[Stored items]
══════════

PR #301, opened 2020-09-03
Adapting to the model change on apic where the relation type was changed to a named relation.

satpatch:


aim/agent/aid/universes/aci/converter.py
```diff
@@ -215,31 +215,27 @@ def qos_rs_ingress_dpp_pol(object_dict, otype, helper,
             return []
         for index, attr in enumerate(destination_identity_attributes):
             res_dict[attr] = id[index]
-        if object_dict['tDn'] != '':
-            master_id = apic_client.DNManager().aci_decompose_with_type(
-                object_dict['tDn'], 'qosDppPol')
-            res_dict['ingress_dpp_pol'] = master_id[1][1]
+        if 'tnQosDppPolName' in object_dict:
```
tbachman, line 218: Were any ACI images released with the previous model? Or was it only internal builds?

tbachman (approved):
LGTM, but had a question about the model change.

aim/agent/aid/universes/aci/converter.py
satpatch: internal builds only.

> Were any ACI images released with the previous model? Or was it only internal builds?

kentwu1 (approved):

PR #305, opened 2020-09-08
updated default values for netflow version and port

tanyatukade:


aim/db/models.py
```diff
@@ -101,7 +101,7 @@ class NetflowVMMExporterPol(model_base.Base, model_base.HasDisplayName,
     dst_addr = sa.Column(sa.String(64))
     dst_port = sa.Column(sa.String(16))
     src_addr = sa.Column(sa.String(64))
-    ver = sa.Column(sa.String(16))
+    ver = sa.Column(sa.Enum('v5', 'v9', 'cisco-v1'))
```
tbachman, line 104: This needs the corresponding change to the DB migrations. Unfortunately we've released the current AIM code with support for netflow, so you'll have to add a new DB migration for this instead of modify the existing one.

PR #307, opened 2020-10-05
Erspan vepg-summary

tanyatukade:
- dropped invalid and ver_enforced columns in erspan-vepg-summary table since we would never use it to set or read it.
- dropped route_ip, scope and ver these are admin implicit props and admin implicit props cannot be modified.
- Handle acc bundle group special case since it is a pre-existing and monitored object.


tanyatukade:
The field "vsg_aim_id" in table "aim_span_spanlbl" seems to be not used. I need to remove that too

tbachman:
Please squash the commits.

tanyatukade:
squashed commits. Please review

aim/db/migration/alembic_migrations/versions/6dbf5128c06e_drop_erspan_invalid_column.py
```diff
@@ -0,0 +1,46 @@
...
+revision = '6dbf5128c06e'
+down_revision = 'fccf2c4f6282'
+branch_labels = None
+depends_on = None
+
+from alembic import op
+
+
+def upgrade():
+    with op.batch_alter_table('aim_span_vepg_summary') as \
```
tbachman, line 32: Please use parentheses instead of backslashes.

aim/db/migration/alembic_migrations/versions/6dbf5128c06e_drop_erspan_invalid_column.py
```diff
@@ -0,0 +1,46 @@
...
+        batch_op:
+        batch_op.drop_column('invalid')
+        batch_op.drop_column('ver_enforced')
+        batch_op.drop_column('route_ip')
+        batch_op.drop_column('scope')
+        batch_op.drop_column('ver')
+
+    with op.batch_alter_table('aim_span_spanlbl') as \
```
tbachman, line 40: Same comment here.

aim/db/migration/alembic_migrations/versions/6dbf5128c06e_drop_erspan_invalid_column.py
```diff
@@ -0,0 +1,46 @@
...
+        batch_op:
+        batch_op.drop_column('vsg_aim_id')
```
tbachman, line 42: I guess this means that we can just use the vsg_name field to reference the VSG?

tanyatukade: Thats right

aim/db/migration/alembic_migrations/versions/6dbf5128c06e_drop_erspan_invalid_column.py
tanyatukade: Removed blackslash

aim/agent/aid/universes/aci/converter.py
```diff
@@ -1149,6 +1153,22 @@ def bgp_as_id_converter(object_dict, otype, helper, to_aim=True):
                        'converter': fvRsCons_Ext_converter,
                        'convert_pre_existing': True,
                        'convert_monitored': False}],
+    'infraRsSpanVSrcGrp': [{'resource': resource.InfraAccBundleGroup,
```
tbachman, line 1156: Are these needed? Weren't they already added to the initial resource_map above?

tbachman (changes requested):
Just a question about possible duplication.

aim/agent/aid/universes/aci/converter.py
tanyatukade: You are right, that was duplicated. Removed it in the lastest commit.

tbachman (approved):

PR #317, opened 2021-01-19
Fix cert-based authentication

tbachman:
When using certificate-based authentication with APIC, APIC doesn't
require periodic logins to refresh authentication, as authentication
is instead managed by certificates. Password-based authentication uses
a periodic login thread in acitoolkit to maintain valid authentication
session with APIC. However, acitoolkit doesn't spawn a login thread if
certificate-based authentication is used. The AIM/AID code currently
checks to make sure that there is always a login thread present, and
if there isn't, it restarts AIM/AID. This patch fixes AIM/AID to only
check the login thread if username/password-based authentication is
used.

### DIFF
--- a/aim/agent/aid/universes/aci/aci_universe.py
+++ b/aim/agent/aid/universes/aci/aci_universe.py
@@ -339,9 +339,14 @@ class WebSocketContext(object):
         aim_context = aim_ctx.AimContext(store=api.get_store())
         LOG.debug("Monitoring threads login and subscription")
         try:
+            if (self.private_key_file or self.cert_name):
+                threads = ((self.subs_thread, 'subscription_thread'),)
+            else:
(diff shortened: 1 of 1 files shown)


timeu:
FYI:
We ran into this issue when switching to cert based auth some time ago and might have also caused one outage because of a race condition (we had a TAC case for that). 
With the cert based authentication, the aim agent was constantly restarted because [killed](https://github.com/noironetworks/aci-integration-module/blob/0.14.13/aim/agent/aid/universes/aci/aci_universe.py#L348) and then restarted by supervisord

sayalinaval (approved):

tbachman:
Please don't merge yet -- needs another spin - doesn't completely fix.

tbachman:
Should be ready for review now.

irathore (approved):

PR #318, opened 2021-01-19
Avoid mysql 1.0 for py27

tbachman:
The mysql package 1.0 no longer supports python2.7. As a result,
use an older version only for UTs (upstream distros will still
support mysql 1.0 with python2.7).


sayalinaval (approved):

irathore:
+1

PR #320, opened 2021-01-22
Fix ERSPAN reconciliation

tbachman:
The hash tree comparison fails due to integer types being converted
to string values when creating the APIC-side hash tree. These string
values result in different hashes in the hash tree for those resources,
and therefore AID never reaches sync. This patch converts the integer
values used by ERSPAN resources to strings.


tanyatukade (approved):

sayalinaval (approved):

aim/db/migration/alembic_migrations/versions/105b5f35b8fd_erspan_summary_string.py
```diff
@@ -0,0 +1,57 @@
+# Copyright (c) 2020 Cisco Systems
```
tanyatukade, line 1: Minor nit- year should be 2021

tbachman: Good catch - will fix.

tbachman:
Pushed update to address reviewer comments.

PR #84, opened 2015-01-20
Future-proofing CasADi url

jgillis:


rgommers:
Thanks @jgillis, merged.

PR #97, opened 2015-07-03
Include imageio library in topical software

almarklein:


almarklein:
cc @kuchi

kuchi:
The link may be missing the 2nd ` character at the end.

almarklein:
Ah, thanks. Hooray for the weird syntax for links in rst :(

rgommers:
Looks good to me, merged.

rgommers:
The laptop I'm traveling with isn't set up properly to upload to the host server, so this change isn't immediately reflected on the site.

almarklein:
That's ok, as long as it gets there eventually :) thanks!

PR #119, opened 2015-10-24
News: Scipy 0.16.1 and Numpy 1.10.1 releases.

rgommers:


rgommers:
0.16.1 tag should be pushed tomorrow morning, when the binaries are built and uploaded.

Issue #102, opened 2015-08-10
Wiki and blogs are down (again)


DhrubajyotiDas:
Currently, neither http://wiki.scipy.org/ nor http://planet.scipy.org/ can be accessed.

Same issue as this one: https://github.com/scipy/scipy.org/issues/85

takluyver:
I've pinged people by email, but no response yet. I'll ping again.

argriffing:
"It's not just you! http://mail.scipy.org looks down from here."

filipesaraiva:
It is down yet :(

eternia478:
Mailing list is also acting up, with weird things like 

<code>
<scipy-dev-scipy.org@scipy.org> (expanded from <scipy-dev@scipy.org>): unknown user: "scipy-dev-scipy.org"
</code>

Not sure if related. Also, http://mail.scipy.org and http://planet.scipy.org are directed to MPI for Python, which doesn't make sense. wiki is completely down.

Naereen:
Wiki is still down, no-one has any idea how to fix that?

pv:
xref https://github.com/numpy/numpy/issues/6325

fkbreitl:
Same thing here. My bug reports were all closed.

imranal:
The http://wiki.scipy.org/ is still down. I can't access it.

rcoacci:
Is there any place where we can find the wiki content while it's down? Internet Archive has nothing, since the wiki had a restrictive robots.txt

Naereen:
I tried too, and Google cache, and other web crawler caches, *nothing* :cry: !

argriffing:
@rcoacci @Naereen Just out of curiosity, were you guys looking for the 'numpy for matlab users' page?

rcoacci:
Nope, but there are lots of really useful pages there like Cookbook and ParalellProgramming. I'm specifically after the second.

Naereen:
@argriffing yes!
I found [that one instead](http://mathesaurus.sourceforge.net/matlab-numpy.html), but it's somehow not as useful :disappointed: ...

argriffing:
Th mailing list has some [discussion](https://mail.scipy.org/pipermail/scipy-dev/2015-October/021012.html) about this, and at least some of the content is temporarily [rehosted](http://pav.iki.fi/tmp/to-be-removed/localhost_8080/NumPy_for_Matlab_Users.html).

imranal:
[...]

PR #121, opened 2015-10-25
Remove links to wiki.scipy.org

pv:
Let's pronounce wiki.scipy.org dead.

It's not been a wiki for many years (read-only), and it's been offline for the past month anyway. [There's also not very much material that's still useful in there](http://pav.iki.fi/tmp/to-be-removed/localhost_8080/AllPages.html). So best to not direct users there.

The Scipy-Cookbook perhaps could have a new life in a different form (cf https://github.com/pv/SciPy-CookBook/tree/master/ipython), but as it is now, much of the material is outdated and does things in an unnecessarily clumsy way. I removed links to it --- it may be more confusing than useful --- it's probably better to redirect people to read tutorials instead.

### DIFF
--- a/www/.htaccess
+++ b/www/.htaccess
@@ -1,14 +1,23 @@
 RewriteEngine on
 
 # Redirects to the old site, now at wiki.scipy.org
-RewriteRule ^(Cookbook|Developer_Zone|EuroScipy|F2Py|History_of_SciPy|License_Compatibility|MlabWrap|NumPy_for_Matlab_Users|Numpy_Functions_by_Category|PerformanceTips|PyLab|ReleaseNotes|Scipy200|SubmillisecondPulsar|Tentative_NumPy_Tutorial) \
-    http://wiki.scipy.org%{REQUEST_URI} [R=permanent]
+#RewriteRule ^(EuroScipy|History_of_SciPy|License_Compatibility|MlabWrap|PerformanceTips|PyLab|Scipy200|SubmillisecondPulsar) \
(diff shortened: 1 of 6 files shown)


rgommers:
+1

You may want to mention this on the mailing list. Then people can rescue stuff they still care about. And we can consider putting some redirects in for the most popular stuff.

pv:
The Additional_Documentation page btw also is fairly out of date,
http://pav.iki.fi/tmp/to-be-removed/localhost_8080/Additional_Documentation.html
With the exception of the "Astronomy tutorial" (available currently from the stsci/perry site in pdf form), it does not appear there's much of interest --- some of the stuff has been subsumed into numpy/scipy tutorials in any case.

pv:
I'll go forward on merging this --- at least as an interim solution.

argriffing:
Yes please merge this if it would settle the unrest at https://github.com/scipy/scipy.org/issues/102. I see that this PR doesn't just remove links as suggested by the title, but also adds and modifies some links.

pv:
It doesn't really solve the problem, because links to wiki.scipy.org are in the wild, also apparently in books. But at least best to not direct people knowingly to places that don't exist at the moment.

rkern:
If someone draws up a list of redirects, I'll make sure they get installed.

pv:
@rkern: 
A list of redirects at different location is at: https://github.com/scipy/scipy.org/blob/master/www/.htaccess
The rest of the pages probably can be redirected to http://scipy.github.io/old-wiki/

PR #157, opened 2016-03-26
Update installation options

### LINKED ISSUE #154: Please update the Debian version in the install page
The "Ubuntu & Debian" section of http://www.scipy.org/install.html page refers to Debian 7.0 which is an old version. The current stable Debian version is 8.3 and was released on Jan 23rd, 2016 [1]. Could you please update the page accordingly?

[1] - https://www.debian.org/releases/stable/

gfyoung:
Title is self-explanatory.  Closes #154.

### DIFF
--- a/www/install.rst
+++ b/www/install.rst
@@ -38,8 +38,8 @@ Ubuntu & Debian
 
     sudo apt-get install python-numpy python-scipy python-matplotlib ipython ipython-notebook python-pandas python-sympy python-nose
 
-The versions in Ubuntu 12.10 and Debian 7.0 meet the current SciPy stack
-specification. Users might also want to add the `NeuroDebian repository
+The versions in Ubuntu 12.10 or newer and Debian 7.0 or newer meet the current
+SciPy stack specification. Users might also want to add the `NeuroDebian repository
 <http://neuro.debian.net/>`_ for extra SciPy packages.
 
 Fedora
@@ -49,9 +49,7 @@ Fedora
 
     sudo yum install numpy scipy python-matplotlib ipython python-pandas sympy python-nose
 
-Users of Fedora 17 and earlier should then upgrade IPython using pip::
-
-    sudo pip install --upgrade ipython
+The versions in Fedora 17 or newer meet the current SciPy stack specification.
 
 Gentoo
 ~~~~~~
@@ -62,9 +60,7 @@ Gentoo
 
 You may get some messages saying that keyword changes or USE changes are
 necessary in order to proceed, and that you should use ``--autounmask-write`` to
-write changes to config files. This is especially likely to happen if you are
-running Gentoo Stable rather than Gentoo Testing, as of this writing (February
-2013).
+write changes to config files.
 
 If this happens, just run the above command with ``--autounmask-write``
 appended, then run ``sudo dispatch-conf`` (or an alternative) to save the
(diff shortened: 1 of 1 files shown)


www/install.rst
```diff
@@ -49,9 +49,9 @@ Fedora
 
     sudo yum install numpy scipy python-matplotlib ipython python-pandas sympy python-nose
 
-Users of Fedora 17 and earlier should then upgrade IPython using pip::
-
-    sudo pip install --upgrade ipython
+The versions in Fedora 23 meet the current SciPy stack specification. At time
+of writing (March 2016), Fedora 24 will soon be released (June 2016), so this
+section will be updated once testing can be done on that release.
```
ev-br: Maybe better avoid these sorts of promises, not sure how useful they are today.

www/install.rst
```diff
@@ -79,14 +77,32 @@ popular package managers you can install.
...
     sudo port install py27-numpy py27-scipy py27-matplotlib py27-ipython +notebook py27-pandas py27-sympy py27-nose
 
+Homebrew
+~~~~~~~~
+
+At the time of writing (March 2016), `Homebrew <http://brew.sh/>`_ does not
+have the full SciPy stack available (i.e. you cannot do ``brew install <formula>``
+for everything). However, it is a very popular option (perhaps even more so than
+Macports), and given that active work is being done in this `area <https://github.com/Homebrew/homebrew-python>`_,
+support for the entire SciPy stack should arrive soon. In the meantime, you can do
```
ev-br: This sounds like we're making a promise.

gfyoung: Perhaps I misworded it, as we're not the one promising anything.  This is work being done by the `Homebrew` group themselves.

www/install.rst
gfyoung: Fair enough.

www/install.rst
gfyoung: I changed the wording a bit to make it explicit that this is not work being done by `scipy` but rather by `Homebrew`.

www/install.rst
```diff
@@ -38,7 +38,7 @@ Ubuntu & Debian
 
     sudo apt-get install python-numpy python-scipy python-matplotlib ipython ipython-notebook python-pandas python-sympy python-nose
 
-The versions in Ubuntu 12.10 and Debian 7.0 meet the current SciPy stack
+The versions in Ubuntu 14.04 and Debian 8.3 meet the current SciPy stack
```
pv: Should say "versions newer than" probably rather than updating the numbers.

www/install.rst
```diff
@@ -79,14 +75,32 @@ popular package managers you can install.
...
 
+Homebrew
+~~~~~~~~
+
+At the time of writing (March 2016), `Homebrew <http://brew.sh/>`_ does not
+have the full SciPy stack available (i.e. you cannot do ``brew install <formula>``
+for everything). However, it is a very popular option (perhaps even more so than
+Macports), and given that active work is being done in this `area <https://github.com/Homebrew/homebrew-python>`_,
+by the `Homebrew group <https://github.com/Homebrew>`_ itself, support for the entire SciPy stack in the future
+seems likely. In the meantime, you can do ``brew install gfortran`` followed ``pip
```
pv: I'd remove everything here except the first sentence. This page shouldn't make predictions about the future. The `brew install gfortran` probably won't be enough eg for matplotlib.

www/install.rst
```diff
@@ -79,14 +75,32 @@ popular package managers you can install.
...
 
 .. _individual-packages:
 
+Windows packages
+----------------
+
+Windows does not have any package manager analogous to that in Linux, so installing
+one of the scientific Python distributions mentioned above is preferred. However, if
+that is not an option, Christoph Gohlke provides `pre-built Windows installers <http://www.lfd.uci.edu/~gohlke/pythonlibs/>`_
+for many Python packages, including all of the core SciPy stack, which work extremely well.
```
pv: I'd perhaps prefer to keep Gohlke's packages in the next section.

www/install.rst
```diff
@@ -79,14 +75,32 @@ popular package managers you can install.
...
 ~~~~~~~~
 
-To install the scipy stack for Python 2.7 with `Macports
+To install the SciPy stack for Python 2.7 with `Macports
 <http://www.macports.org>`_ execute this command in a terminal::
 
     sudo port install py27-numpy py27-scipy py27-matplotlib py27-ipython +notebook py27-pandas py27-sympy py27-nose
 
+Homebrew
+~~~~~~~~
```
pv: Maybe better to replace these 3rd level section headers by just boldface `**Homebrew**`.
This page should preferably be kept as short as possible, and the 3rd level headers start to make it look a bit messy.

www/install.rst
gfyoung: Well, they technically are Windows specific packages (or wheels to be precise) that you can install.  It only seems fair that if Linux and Mac get their own sections, Windows should get its own too?  Otherwise, I get the impression that these doc pages are more Linux-Mac oriented with Windows included on the side as somewhat of an after thought.

www/install.rst
gfyoung: That also works.  Done.

www/install.rst
gfyoung: Fair enough.  Done.

www/install.rst
gfyoung: Hmmm...boldface makes the section headers a little too small on my computer for my liking.  Their size starts to become indistinguishable from that of the section text.

gfyoung:
@pv : Do you have any updates with respect to my responses to your comments?  Otherwise, I think this is ready for merging.

PR #160, opened 2016-04-08
Add BLAS/LAPACK to Fedora installation. Fixes #159

### LINKED ISSUE #159: pip upgrade of scipy requires BLAS and LAPACK on Fedora/CentOS
https://www.scipy.org/install.html#fedora advises users to use `yum` to install scipy and then `pip` to upgrade it. However, upgrading via `pip` fails unless the user has BLAS and LAPACK devel packages installed.

Per http://stackoverflow.com/a/25147728/500207, the solution is to first
```
$ sudo yum install blas-devel lapack-devel
```
and only then `sudo pip install --upgrade scipy`.

fasiha:
Advises users to Fedora/CentOS/etc. to install dev versions of BLAS/LAPACK so that subsequent upgrades via `pip` will not fail.

### DIFF
--- a/www/citing.rst
+++ b/www/citing.rst
@@ -137,7 +137,7 @@ __ http://jmlr.org/papers/v12/pedregosa11a.html
 scikit-image
 ############
 
-* Stéfan van der Walt, Johannes L. Schönberger, Juan Nunez-Inglesias, François
+* Stéfan van der Walt, Johannes L. Schönberger, Juan Nunez-Iglesias, François
   Boulogne, Joshua D. Warner, Neil Yager, Emmanuelle Gouillart, Tony Yu and the
   scikit-image contributors.
   **scikit-image: Image processing in Python**,
--- a/www/index.rst
+++ b/www/index.rst
@@ -214,6 +214,9 @@ News
 .. role:: news-date
    :class: news-date
 
+SciPy 0.17.1 released :news-date:`2016-05-12`
+    See :doc:`/scipylib/download`.
+
 NumPy 1.11.0 released :news-date:`2016-03-27`
     See :doc:`/scipylib/download`.
 
--- a/www/index.rst
+++ b/www/index.rst
@@ -214,7 +214,7 @@ News
 .. role:: news-date
    :class: news-date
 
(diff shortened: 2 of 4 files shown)


charris:
Hmm, we are now putting linux binaries up on PiPI, so this may not be required. I'd also recommend atlas-devel instead of blas, and dnf instead of yum for recent fedora. Not sure where all that should go. @rgommers Thoughts?

rgommers:
Not a Fedora user, so no opinion on ``dnf`` vs ``yum. 

``atlas-devel`` (assuming it works) does sound preferable. @fasiha can you check if that works for you, and if so change to that?

takluyver:
`dnf` is the new `yum` on recent versions of Fedora (Fedora >= 23, I think). `yum` is aliased to it, so yum commands will still work for now. I'd guess it will remain for a decent length of time.

charris:
@rgommers Fedora moved to `dnf` in Fedora 22, so it is fairly new.

fasiha:
@rgommers sorry took a few days. `atlas-devel` and `lapack-devel` tested to work (atlas-devel has blas-devel as prerequisite). I tested on my ancient CentOS 6.5 VM, so I have no preference on `dnf` vs `yum`. Updated the branch and rebased to grab recent changes.

rgommers:
If ``dnf`` is new and ``yum`` still works, let's stay with ``yum`` for a little while I'd say - it works for a wider range of OS versions.

rgommers:
> Now that I look this big list of changes my PR is proposing… should I not have rebased my branch on master? Sorry for being open-source noob

No worries. Something did go wrong here, not sure how you managed to get those commits in here. You can either just add commits to an existing PR, or rebase on master and then force-push to the open PR. But it looks like you cherry-picked from master?

rgommers:
@fasiha this should work without ``lapack-devel``, ATLAS provides an optimized LAPACK. Can you confirm that that works for you?

rgommers:
Don't really want to spend the time fixing up this PR, since it's a one-liner. I cherry-picked the relevant commits, squashed them, removed ``lapack-devel`` and pushed the commit in f53c1ff01f.

PR #165, opened 2016-05-20
added noisyopt and scipydirect to python optimization topical software

andim:
Hi,

I would like to add two optimization packages to the topical software list.

The first, noisyopt https://github.com/andim/noisyopt, is a library for the optimization of noisy functions. It currently includes a stochastic perturbation stochastic approximation algorithm and a pattern search algorithm with adaptive sampling.

The second, scipydirect https://github.com/andim/scipydirect, is a wrapper around the DIRECT global optimization algorithm.

Both packages are lightweight and provide a scipy.optimize compatible call syntax to allow easy interchangeability with the optimization algorithms from scipy, which is crucial to allow fast testing of different algorithms on a given optimization problem.

Cheers
Andreas


ev-br:
Thanks Andreas.

PR #173, opened 2016-07-21
Try to be clearer that scipy.org bug tracker is not scipy bug tracker

pv:
It seems that the wording on the bug tracker page may be confusing.
Try to word it more clearly to indicate that the website bug tracker is not scipy bugtracker.


rgommers:
Makes sense, thanks Pauli,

══════════

__Description of the task__:
Look for the word "optimization". Copy out every line of the data that has it.

__Result of this exercise__:
added noisyopt and scipydirect to python optimization topical software
I would like to add two optimization packages to the topical software list.
The first, noisyopt https://github.com/andim/noisyopt, is a library for the optimization of noisy functions. It currently includes a stochastic perturbation stochastic approximation algorithm and a pattern search algorithm with adaptive sampling.
The second, scipydirect https://github.com/andim/scipydirect, is a wrapper around the DIRECT global optimization algorithm.
Both packages are lightweight and provide a scipy.optimize compatible call syntax to allow easy interchangeability with the optimization algorithms from scipy, which is crucial to allow fast testing of different algorithms on a given optimization problem.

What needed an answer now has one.